Lourdes Ordóñez se encuentra entre los familiares que han sufrido una pérdida. “Aún estoy esperando los informes que me expliquen qué pasó”, cuenta. Su madre, de 71 años y afectada por una demencia avanzada, falleció por covid el 13 de octubre. “Diez días antes se me comunicó con un mensaje en el teléfono que había dado positivo, llamé a la residencia y me dijeron que no me preocupara porque era asintomática”, relata. La última vez que había podido estar cerca de ella fue el 27 de julio. “Las visitas estaban prohibidas y a la familia se nos decía que la planta donde tenían a mi madre estaba blindada”, señala. “O nos han estado engañando o algo no ha funcionado”, añade, a la vez que sentencia que “es entendible que el virus pueda entrar, pero que se desmadre así es incomprensible”.

Albert Domènech lanza una pregunta al aire: “A mi tío lo confinaron en su habitación y le hicieron dos PCR que dieron negativas. Entonces ¿cómo es posible que cogiera el virus estando encerrado en su cuarto?”. Él mismo responde: “Se infectaron a través de los trabajadores”.

El 17 de septiembre la residencia informó por primera vez del brote, que afectaba a seis empleados y un residente. A partir de ahí, el contagio avanzó a toda velocidad. Se infectaron 27 trabajadores y casi todos los mayores. Montserrat, la pescadera de Falset, cuenta que su suegra, Mercè, se infectó al inicio del brote: “Suerte que fue de las primeras y la sacaron de ahí para derivarla rápido hacia el hospital de Reus”, dice.

“Sabíamos que el número de infectados iba creciendo y llamábamos para saber cómo estaba nuestra madre, pero no nos contaban nada”, lamenta Enric Pujol. “Le dije que, sobre todo, conservara su teléfono móvil”, recuerda. Desde su taller mecánico se ve un pedazo de la fachada del bonito edificio que alberga Les Vinyes. Son más de 7.300 metros cuadrados repartidos en tres plantas, más un sótano con un cuarto para gimnasia y una sala de peluquería.

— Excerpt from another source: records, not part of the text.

Issue #177, opened 2020-07-05
chat has ended shows up if you don't press next in the last step when you come back to the chatflow


xmonader:
chat has ended shows up if you don't press next in the last step when you come back to the chatflow, because the session still exists and the last step "chat has ended" is still to be show

![image](https://user-images.githubusercontent.com/64129/86529103-2bffe900-beae-11ea-88ec-995cad529cf8.png)

grimpy:
@xmonader any suggestion how to solve this? Cause the chatflow engine does not know when the last step is the last step. unless we enforce the chatflows to indicate this somehow.

xmonader:
Hmm I think the chatflow_step decorator we can have last=True maybe and if we are that point we invalidate the session?

Dina-Abd-Elrahman:
- verified.

PR #199, opened 2020-07-07
Chatflows session invalidation on server restart

AhmedSa-mir:
See https://github.com/threefoldtech/js-sdk/issues/177

- Session is invalidated on client side on server restart instead of showing "Chat ended"
- Now when you refresh on the last step, it ends the chatflow.

### DIFF
--- a/jumpscale/packages/chatflows/actors/chatbot.py
+++ b/jumpscale/packages/chatflows/actors/chatbot.py
@@ -41,12 +41,7 @@ class ChatFlows(BaseActor):
 
     @actor_method
     def validate(self, session_id: str) -> dict:
-        print("AAAAAAAAAAAAA", session_id)
-        chatflow = self.sessions.get(session_id)
-        valid = True
-        if not chatflow:
-            valid = False
-        return {"valid": valid}
+        return {"valid": session_id in self.sessions}
 
     @actor_method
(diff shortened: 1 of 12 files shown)


jumpscale/packages/chatflows/actors/chatbot.py
```diff
@@ -39,6 +39,15 @@ def fetch(self, session_id: str, restore: bool = False) -> dict:
 
         return result
 
+    @actor_method
+    def validate(self, session_id: str) -> dict:
+        print("AAAAAAAAAAAAA", session_id)
```
ahelsayd, line 44: remove this

jumpscale/packages/chatflows/actors/chatbot.py
```diff
@@ -39,6 +39,15 @@ def fetch(self, session_id: str, restore: bool = False) -> dict:
...
+        chatflow = self.sessions.get(session_id)
+        valid = True
+        if not chatflow:
+            valid = False
+        return {"valid": valid}
+
```
ahelsayd, line 50: why not just ?
```python
return {"valid": session_id in self.sessions}
```

AhmedSa-mir: nice thnx :)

Las familias de los infectados recelan de la manera en que se distribuían los trabajadores dentro del recinto. “No tenían a los usuarios separados por zonas, en función de si eran sospechosos de contagio o no, ni había ningún grupo burbuja. La residencia no cumplía los requisitos, faltaba personal y el que había no estaba bastante cualificado”, critica Conxita Pujol, hermana de Enric. La madre de ambos tiene 88 años y va en silla de ruedas. Se infectó de coronavirus a primeros de octubre y lo ha superado.

Conxita recuerda una reunión en el Ayuntamiento entre el alcalde y algunos familiares de las víctimas. Les Vinyes ya había sido intervenida y al encuentro también asistieron dos trabajadores de STS Grup, la empresa designada por la Generalitat para asumir temporalmente la gestión del centro. “Les preguntamos qué se habían encontrado al entrar en la residencia, si faltaba personal y cómo estaba el plan de contingencia”, evoca Conxita. “Nos respondieron que de lo que hubiera sucedido en el pasado no nos iban a hablar”, asegura. El contagio en la residencia se da por “estabilizado”, según el Ayuntamiento. Pero la Generalitat ha alargado la intervención y mantiene a la empresa apartada de la gestión. Esta misma semana se ha contado una nueva víctima.